_WHAT YOU HAVE TO DO_:
Copy each line of the data that has "testing" in it.

_DATASET ENTRIES_:
PR #2734, opened 2024-10-23
feat(api key management) Extract api key model

floganz:
## Context

One tiny step towards advanced API key management.

## Description

Introduces new model `ApiKey` that will replace `api_key` column on the `Organization` model during next steps.
Migrate existing values for `api_key` to the dedicated model.
Adjust REST API authorization to use lookup for ApiKey model and temporary keep previous lookup for Organization model.

### DIFF
--- a/app/controllers/api/base_controller.rb
+++ b/app/controllers/api/base_controller.rb
@@ -27,8 +27,9 @@ module Api
       true
     end
 
-    def current_organization(api_key = nil)
-      @current_organization ||= Organization.find_by(api_key:)
+    def current_organization(value = nil)
+      @current_organization ||=
+        ApiKey.find_by(value:)&.organization || Organization.find_by(api_key: value)
     end
 
     def set_context_source
--- a/app/controllers/api/base_controller.rb
+++ b/app/controllers/api/base_controller.rb
@@ -27,9 +27,8 @@ module Api
       true
     end
 
-    def current_organization(value = nil)
-      @current_organization ||=
-        ApiKey.find_by(value:)&.organization || Organization.find_by(api_key: value)
+    def current_organization(api_key_value = nil)
+      @current_organization ||= ApiKey.find_by(value: api_key_value)&.organization
     end
 
     def set_context_source
--- a/app/models/api_key.rb
+++ b/app/models/api_key.rb
@@ -1,0 +1,44 @@
+# frozen_string_literal: true
+
+class ApiKey < ApplicationRecord
+  include PaperTrailTraceable
+
+  belongs_to :organization
+
+  before_create :set_value
+
+  def generate_value
+    value = SecureRandom.uuid
+    api_key = ApiKey.find_by(value:)
+
+    return generate_value if api_key.present?
+
+    value
+  end
+
+  private
+
+  def set_value
+    self.value = generate_value
+  end
+end
+
+# == Schema Information
+#
+# Table name: api_keys
+#
+#  id              :uuid             not null, primary key
+#  value           :string           not null
+#  created_at      :datetime         not null
+#  updated_at      :datetime         not null
+#  organization_id :uuid             not null
+#
+# Indexes
+#
+#  index_api_keys_on_organization_id  (organization_id)
+#  index_api_keys_on_value            (value) UNIQUE
+#
+# Foreign Keys
+#
+#  fk_rails_...  (organization_id => organizations.id)
+#
--- a/app/models/api_key.rb
+++ b/app/models/api_key.rb
@@ -7,19 +7,16 @@ class ApiKey < ApplicationRecord
 
   before_create :set_value
 
-  def generate_value
-    value = SecureRandom.uuid
-    api_key = ApiKey.find_by(value:)
-
-    return generate_value if api_key.present?
-
-    value
-  end
+  validates :value, uniqueness: true
+  validates :value, presence: true, on: :update
 
   private
 
   def set_value
-    self.value = generate_value
+    loop do
+      self.value = SecureRandom.uuid
+      break unless self.class.exists?(value:)
+    end
   end
 end
 
--- a/app/services/organizations/create_service.rb
+++ b/app/services/organizations/create_service.rb
@@ -8,7 +8,9 @@ module Organizations
     end
 
     def call
-      organization = Organization.new(params)
+      organization = Organization.new(
+        params.slice(:name, :document_numbering)
+      )
 
       ActiveRecord::Base.transaction do
         organization.save!
--- a/app/services/organizations/create_service.rb
+++ b/app/services/organizations/create_service.rb
@@ -1,0 +1,28 @@
+# frozen_string_literal: true
+
+module Organizations
+  class CreateService < BaseService
+    def initialize(params)
+      @params = params
+      super
+    end
+
+    def call
+      organization = Organization.new(params)
+
+      ActiveRecord::Base.transaction do
+        organization.save!
+        organization.api_keys.create!
+      end
+
+      result.organization = organization
+      result
+    rescue ActiveRecord::RecordInvalid => e
+      result.record_validation_failure!(record: e.record)
+    end
+
+    private
+
+    attr_reader :params
+  end
+end
--- a/app/services/users_service.rb
+++ b/app/services/users_service.rb
@@ -29,7 +29,10 @@ class UsersService < BaseService
 
     ActiveRecord::Base.transaction do
       result.user = User.create!(email:, password:)
-      result.organization = Organization.create!(name: organization_name, document_numbering: 'per_organization')
+
+      result.organization = Organizations::CreateService
+        .call(name: organization_name, document_numbering: 'per_organization')
+        .organization
 
       result.membership = Membership.create!(
         user: result.user,
--- a/app/services/users_service.rb
+++ b/app/services/users_service.rb
@@ -32,6 +32,7 @@ class UsersService < BaseService
 
       result.organization = Organizations::CreateService
         .call(name: organization_name, document_numbering: 'per_organization')
+        .raise_if_error!
         .organization
 
       result.membership = Membership.create!(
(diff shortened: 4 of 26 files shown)


app/controllers/api/base_controller.rb
```diff
@@ -27,8 +27,9 @@ def authenticate
       true
     end
 
-    def current_organization(api_key = nil)
-      @current_organization ||= Organization.find_by(api_key:)
+    def current_organization(value = nil)
+      @current_organization ||=
+        ApiKey.find_by(value:)&.organization || Organization.find_by(api_key: value)
```
ancorcruz, line 32:
```suggestion
    def current_organization(api_key = nil)
      @current_organization ||=
        ApiKey.find_by(value: api_key)&.organization || Organization.find_by(api_key:)
```

I would keep `api_key` as name of the signature param as it express what it is at first glance without reading the implementation.

app/models/api_key.rb
```diff
@@ -0,0 +1,43 @@
...
+    return generate_value if api_key.present?
+
+    value
+  end
+
+  private
+
+  def set_value
+    self.value = generate_value
+  end
```
ancorcruz, line 23: I would avoid recursion in Ruby when possible and instead of `find_by` use `exists?` for better performance.

also the method could be a private one, is there any reason to expose it a public api of the model?

```suggestion
  before_create :set_key_value
  
  private

  def set_key_value
    begin
      self.value = SecureRandom.uuid 
    end while self.class.exists?(value: self.value)
  end
```

This should do the trick.

app/services/organizations/create_service.rb
```diff
@@ -0,0 +1,28 @@
...
+
+module Organizations
+  class CreateService < BaseService
+    def initialize(params)
+      @params = params
+      super
+    end
+
+    def call
+      organization = Organization.new(params)
```
ancorcruz, line 11: would you avoid mass assignment here and list each attribute assigned to the organization like in the original code?

db/migrate/20241021140054_create_api_keys.rb
```diff
@@ -0,0 +1,41 @@
+# frozen_string_literal: true
+
+class CreateApiKeys < ActiveRecord::Migration[7.1]
+  def up
+    create_table :api_keys, id: :uuid do |t|
+      t.references :organization, type: :uuid, null: false, foreign_key: true
+
+      t.string :value, null: false
```
ancorcruz, line 8: would you also add a unique index scoped to the organization_id?

db/migrate/20241021140054_create_api_keys.rb
```diff
@@ -0,0 +1,41 @@
...
+      t.timestamps
+    end
+
+    safety_assured do
+      execute <<-SQL
+      INSERT INTO api_keys (value, organization_id, created_at, updated_at)
+      SELECT organizations.api_key, organizations.id, organizations.created_at, organizations.created_at
+      FROM organizations
+      SQL
+    end
```
ancorcruz, line 19: Do you also plan to drop the api_key column in organizations table at some point?

app/models/api_key.rb
```diff
@@ -0,0 +1,43 @@
+# frozen_string_literal: true
+
+class ApiKey < ApplicationRecord
+  include PaperTrailTraceable
+
+  belongs_to :organization
+
```
ancorcruz, line 7: I would also add a validation of value presence here? what do you think?

spec/factories/organizations.rb
```diff
@@ -13,7 +13,11 @@
     end
 
     after(:create) do |organization, evaluator|
-      organization.webhook_endpoints.create(webhook_url: evaluator.webhook_url)
+      if evaluator.webhook_url
+        organization.webhook_endpoints.create!(webhook_url: evaluator.webhook_url)
+      end
+
+      organization.api_keys.create!
```
ancorcruz, line 20: could you instead of creating the api_keys here add it to the organizations factory?

spec/models/api_key_spec.rb
```diff
@@ -0,0 +1,61 @@
...
+    let(:unique_value) { SecureRandom.uuid }
+
+    before do
+      allow(SecureRandom).to receive(:uuid).and_return(used_value, unique_value)
+    end
+
+    it 'returns unique value between all ApiKeys' do
+      expect(subject).to eq unique_value
+    end
+  end
```
ancorcruz, line 60: I don't see the need of testing these two methods (in my previous comment I have combined both into a single private method) as long as the `save` behavior is tested.

spec/models/api_key_spec.rb
```diff
@@ -0,0 +1,61 @@
...
+      end
+    end
+
+    context 'with a persisted record' do
+      let(:api_key) { create(:api_key) }
+
+      it 'does not call #set_value' do
+        expect(api_key).not_to have_received(:set_value)
+      end
+    end
```
ancorcruz, line 30: I would avoid stubbing when possible...
here you can just check an uuid is assigned to a new records when saved,
it does not change when the record is already persisted and have one assigned...
and it handles the collision with an existing record with the same value (here you will have to stub SecureRandom I guess).

ancorcruz (changes requested):
Good stuff, I have left you a few comments.

Let me know if you would like to have a chat about my comments.

app/services/users_service.rb
```diff
@@ -29,7 +29,10 @@ def register(email, password, organization_name)
 
     ActiveRecord::Base.transaction do
       result.user = User.create!(email:, password:)
-      result.organization = Organization.create!(name: organization_name, document_numbering: 'per_organization')
+
+      result.organization = Organizations::CreateService
+        .call(name: organization_name, document_numbering: 'per_organization')
+        .organization
```
vincent-pochet, line 35: To raise the new service error (just in case):

```suggestion
      result.organization = Organizations::CreateService
        .call(name: organization_name, document_numbering: 'per_organization')
        .raise_if_error!
        .organization
```

db/migrate/20241021140054_create_api_keys.rb
vincent-pochet: :+1: 

An index on `organization_id` is also mandatory since we are doing `organization.api_keys.first` in multiple places

spec/models/organization_spec.rb
```diff
@@ -138,11 +139,43 @@
...
 
-  describe 'Callbacks' do
-    it 'generates the api key' do
-      organization.save!
+  describe '#save' do
+    subject { organization.save! }
 
-      expect(organization.api_key).to be_present
+    before do
+      allow(organization).to receive(:generate_document_number_prefix).and_call_original # rubocop:disable RSpec/SubjectStub
```
vincent-pochet, line 146: Stubbing private method is not a good idea (that's why the rubocop rule is here :) )
I think it's better to check that after a save, the expected values are set on the model.

The point is that most of the time specs should not be based on the inner implementation, but on the expected result otherwise the test might be passing even if the what is tested is not working as expected

vincent-pochet (changes requested):

db/migrate/20241021140054_create_api_keys.rb
floganz: Adding unique index completely make sense. It'd be global rather then scoped by `organization_id` since we need by ApiKey identify only 1 organization.

However, I missed something with @vincent-pochet comment. Index on `organization_id` already in place as part of `t.references`. Maybe you mean some other combination for index?

db/migrate/20241021140054_create_api_keys.rb
floganz: Yes, that will be removed at some point.

spec/models/organization_spec.rb
floganz: Regarding rubocop, there're no warning about stubbing that private method. Maybe we need to check our Rubocop config?

The disabled cop `RSpec/SubjectStub` has a bit different purpose – it ensures that we do not stub thing that we're testing. 
In this case it has false positive match since subject in my case is different, testing that method is called by when another action is done allowed behaviour.

db/migrate/20241021140054_create_api_keys.rb
vincent-pochet: Ah indeed, forget my remark, the index is here. Sorry for the noise ;)

app/models/api_key.rb
floganz: I’ve tried to do add it but it doesn’t look great.

We cannot add `validates :value, presence: true`  with a `before_create` callback that sets the value. The value for new records will be always missing.
If we change callback to `before_validation` we can add a validation but it’s not possible to test, there will no ability to set `nil` value and receive an error that value is missing because of callback. With such setup the validation is a redundancy.

The most reasonable way of adding it by only applying it to update action. But honestly, I'd skip it at all for this particular case.
Let me know if you think I missed something.

floganz:
@ancorcruz @vincent-pochet Thanks for your reviews!
I've pushed changes, can you take another look?

vincent-pochet (commented):
Looks great! :rocket: 

Just one comment around the fallback for the lookup of the API key at organization level in the base controller

app/controllers/api/base_controller.rb
```diff
@@ -27,8 +27,8 @@ def authenticate
       true
     end
 
-    def current_organization(api_key = nil)
-      @current_organization ||= Organization.find_by(api_key:)
+    def current_organization(api_key_value = nil)
+      @current_organization ||= ApiKey.find_by(value: api_key_value)&.organization
```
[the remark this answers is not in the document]
floganz: Had a chat with Vincent about this. We agreed that it could be done but there’s no big reason for it because with the next step for api key management feature (rotating a key) it might create more confusion then benefits. Since old key shouldn't give access anymore.

ancorcruz (approved):
LGTM. thanks!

_THE COMPLETED TASK_:
ancorcruz, line 60: I don't see the need of testing these two methods (in my previous comment I have combined both into a single private method) as long as the `save` behavior is tested.
The disabled cop `RSpec/SubjectStub` has a bit different purpose – it ensures that we do not stub thing that we're testing. 
In this case it has false positive match since subject in my case is different, testing that method is called by when another action is done allowed behaviour.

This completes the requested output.